Бог моей весны или МЕЩАНСКОЕ СЧАСТЬЕ (СИ) - Страница 10
Они стояли у входа в штаб (к слову, часовых у штаба почему-то не было) - высокий темный силуэт Бальдура почти заслонял от меня низкорослого Н., но я не видеть хотел, а слышать. И услышал.
- Я благодарен вам, - говорил Бальдур негромко, и голос его казался совершенно трезвым.
- За что же, рядовой Ширах? - Н. изменил своей обычной жесткости, с какой всегда произносил эту фамилию.
- За то, что... - Бальдур ненадолго задумался, подбирая слова, что было ему совершенно несвойственно, а затем сильно понизил голос, - благодаря вам я почувствовал, что есть что-то большее, чем удовольствие.
- Вы задали мне работу, Ширах.
Н., ища в кармане сигареты, сделал шаг в сторону - теперь свет лампочки над входом падал на его лицо - и я впервые увидел это лицо не каменным.

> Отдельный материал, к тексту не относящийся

Issue #1815, opened 2020-08-25
Collect cloud metadata


felixbarny:
see https://github.com/elastic/apm/pull/290

see also _current_ spec doc: https://github.com/elastic/apm/blob/3f224a9cbacb196bbb196b0868d9fa90a0bbaf6c/specs/agents/metadata.md#cloud-provider-metadata

JCMais:
How would someone go about implementing this?

From what I can see the metadata itself will need to be added to https://github.com/elastic/apm-agent-nodejs/blob/cde2dde8c896e3f6f8313fa3db66da88106d6397/lib/config.js#L239-L249 (which means adding it to the apm-nodejs-http-client package)

`net.createConnection()` is probably the fastest way to check if the metadata server exists, if it does a connection can be made to retrieve the information. This is basically what was done on the reference implementation: https://github.com/basepi/apm-agent-python/blob/f13110156e57eec99134a7f9342243416b969698/elasticapm/utils/cloud.py#L79-L115

But the biggest "issue" so far, is that the config generation is synchronous. An alternative would be to create the cloud metadata fetcher as a function that accepts a callback and then pass that to `ElasticAPMHttpClient`. Writing to the stream could then be deferred until the callback has been called: https://github.com/elastic/apm-nodejs-http-client/blob/1526dedc26392bd92f20b5079f848c7e77567e7c/index.js#L496-L500

felixbarny:
That sounds like a good plan and is in line with what the spec says:

> Any intake API requests to the APM server should be delayed until this metadata is available.

Any events that are created before the metadata is ready would be buffered in the meantime.

JCMais:
I've started working on this at https://github.com/elastic/apm-agent-nodejs/pull/1816

astorm:
With https://github.com/elastic/apm-agent-nodejs/pull/1937 and https://github.com/elastic/apm-nodejs-http-client/pull/129 landed this work is done, and we be available after the next http client and agent release.

PR #1816, opened 2020-08-26
Cloud Metadata

JCMais:
Still WIP, but implementation is ready to be reviewed.

Reference implementation:
- https://github.com/elastic/apm-agent-python/pull/826
- https://github.com/elastic/apm-agent-python/blob/4bef64b96aab441ef192ffc6faa0513edb440578/elasticapm/utils/cloud.py

See elastic/apm-agent-nodejs#1815

Depends on https://github.com/elastic/apm-nodejs-http-client/pull/109 being merged.

### Checklist

- [X] Implement code
- [ ] Add tests
- [ ] Update documentation

### DIFF
--- a/lib/instrumentation/http-shared.js
+++ b/lib/instrumentation/http-shared.js
@@ -116,6 +116,10 @@ function ensureUrl (v) {
   }
 }
 
+function getInternalIgnoreHeader (res) {
+  return res.getHeader ? res.getHeader('x-elastic-apm-agent-nodejs-ignore') : res._headers.host
+}
+
 function getSafeHost (res) {
   return res.getHeader ? res.getHeader('Host') : res._headers.host
 }
@@ -163,6 +167,9 @@ exports.traceOutgoingRequest = function (agent, moduleName, method) {
 
       if (getSafeHost(req) === agent._conf.serverHost) {
         agent.logger.debug('ignore %s request to intake API %o', moduleName, { id: id })
+        return req
+      } else if (getInternalIgnoreHeader(req) === '1') {
+        agent.logger.debug('ignore %s request with ignore header flag %o', moduleName, { id: id })
         return req
       } else {
         var protocol = req.agent && req.agent.protocol
--- a/lib/cloud.js
+++ b/lib/cloud.js
@@ -19,7 +19,7 @@ const httpRequest = (url, method, headers, cb, { isJsonBody = true } = {}) => {
     timeout: 3000
   }
 
-  const req = http.request(options, (res) => {
+  const req = http.request(url, options, (res) => {
     let json = ''
 
     res.setEncoding('utf8')
--- a/lib/cloud.js
+++ b/lib/cloud.js
@@ -19,7 +19,7 @@ const httpRequest = (url, method, headers, cb, { isJsonBody = true } = {}) => {
     timeout: 3000
   }
 
-  const req = https.request(options, (res) => {
+  const req = http.request(options, (res) => {
     let json = ''
 
     res.setEncoding('utf8')
--- a/lib/cloud.js
+++ b/lib/cloud.js
@@ -1,43 +1,239 @@
+'use strict'
+
 const net = require('net')
+const http = require('http')
 
 const VALID_CLOUD_PROVIDERS = ['aws', 'gcp', 'azure']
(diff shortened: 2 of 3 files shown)


JCMais:
I think the implementation is finished, also opened PR at https://github.com/elastic/apm-nodejs-http-client/pull/109, which needs to be merged before this one.

I still need to test this on the cloud providers themselves, I don't know if I will be able to test on AWZ and Azure, as I have easy access only to GCP.

It's also missing tests, would love some feedback on how to test this feature.

lib/instrumentation/http-shared.js
```diff
@@ -164,6 +168,9 @@ exports.traceOutgoingRequest = function (agent, moduleName, method) {
       if (getSafeHost(req) === agent._conf.serverHost) {
         agent.logger.debug('ignore %s request to intake API %o', moduleName, { id: id })
         return req
+      } else if (getInternalIgnoreHeader(req) === '1') {
+        agent.logger.debug('ignore %s request with ignore header flag %o', moduleName, { id: id })
+        return req
```
JCMais, line 173: This is basically a new feature inside this feature, it would allow us to ignore some http requests if they contain a specific header. I don't know if this header should be configured by the client or not, as it's being used only internally for now.

JCMais:
Tested on GCP and seems to be working.

Here are the steps to test the PR: https://gist.github.com/JCMais/f46099b245401bc8da7d095840a63422

image

basepi (commented):
This looks excellent to my untrained eyes (I don't really know Node, I work on the Python agent).

As far as testing strategies go, this is a problem across all the agents, since we don't have cross-cloud testing automation set up (yet).

For Python, I harvested some real payloads from each of the metadata services (during my manual testing) and set up tests against those payloads using a mocked http request. This prevents regressions in the parsing code, but doesn't do anything for changes in the upstream API behavior. Luckily, these metadata services are *very* stable, since they're used by everyone all the time. We'll still want to do integration tests at some point, though.

My only other comment was that we need to add documentation for the new config value, but it looks like you already have a checkbox for that, so 👍

JCMais:
I should be able to get back to this next week

astorm:
@JCMais :wave: hello there!  We're doing a bit of open source gardening and just wanted to check in with you here. Is this PR something you're still interested in persuing?  If so is there any feedback you need from us?

No rushing or pressure intended -- we just wanted to make sure you have what you need to succeed here at your own pace.

JCMais:
@astorm I do have time to take a look into this, but I need help with the tests, no idea how to test this feature correctly.

astorm:
@JCMais 

Hello again!  Cloud Metadata's currently our next up feature, so we should be able to come back to this this week (in a limited fashion, given the quiet last week of the year) and next.  Also -- check your email! :) 

To that end

Re: testing -- we've put together a PR that implements a mock testing server: https://github.com/elastic/apm-agent-nodejs/pull/1932 -- in order to use this you'd need to refactor things so that the URL isn't hard coded to `169.254.169.254` and could accept an arbitrary metadata URL and port.  In practice this will always be `169.254.169.254` since that's the defacto standard, but if the URL is injectable that would let us test this code using the above test server

Re: general feedback -- First, thank you for making this initial PR -- it really helped up focus our thoughts about how we want to approach this in the Node JS Agent. 

After reviewing this PR, we realized we want to approach things slightly differently that what you've prototyped here. 

1. We'd like to get the "do send/don't send" logic out of the `apm-nodejs-http-client` client.  i.e. we're leaning towards a philosophy where `apm-nodejs-http-client` is just a "dumb" client, and any logic about whether to send or not should live in the agent itself. 

2. Given that -- we want to take an approach where the agent attempts to fetch this metadata (possibly synchronously) and passes the fetched data along (or, if no metadata servers were detected, passes no data) when instantiating the `ElasticAPMHttpClient` object

This should fulfill the requirements of not sending any data until the metadata is fetched.  Once we land this functionality, we can consider approaches on what to do with data that's collected in the brief window between agent startup and having fetched the completed metadata.

All of this is also open to discussion, so let's coordinate here (and/or elsewhere( to figure out what we're doing.

astorm:
Having landed this feature, we're going to close this issue out, but if there's more to discuss here don't hesitate to keep the conversation going.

- Скажите мне, Ширах, - продолжал он, - вы чего хотите-то? Умереть героем - или жить?.. Только не надо отделываться фразами типа «умереть ради Германии и фюрера». Так что?..
- Жить, конечно, - еле слышно ответил Бальдур.
- Не ждал честности... - Н. лающе рассмеялся, - значит, что-то я все же сделал. Для того, чтоб вы поняли, что жизнь - не удовольствие. И война - тоже. Вы понимаете это - разумом. Но я, заставляя вас плюхаться пузом в грязь, хотел чуть-чуть изменить вашу суть... Вы влюблены в жизнь, и пока что она отвечает вам взаимностью - но что будет дальше, кто знает? Я хотел, чтоб вы остались живы в любых обстоятельствах - и готовил вас к тому моменту, когда жизнь перестанет смотреть на вас любящими глазами. Вы меня понимаете?..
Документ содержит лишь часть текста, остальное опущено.